Task to complete ▸
Lines before the one containing "Don't open with" are left out; return that line and every line after it exactly, through the end of the data below.

Start of Block

PR #410, opened 2024-07-23
Don't open with `O_DIRECT` when in compat mode

madsbk:
Currently, `FileHandle` always opens the file twice - one with and one without the `O_DIRECT`  flag.
Now, when in compatibility mode, `FileHandle` only opens the file once (without the `O_DIRECT`  flag) .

End of Block

Exercise answer ▸
Don't open with `O_DIRECT` when in compat mode

madsbk:
Currently, `FileHandle` always opens the file twice - one with and one without the `O_DIRECT`  flag.
Now, when in compatibility mode, `FileHandle` only opens the file once (without the `O_DIRECT`  flag) .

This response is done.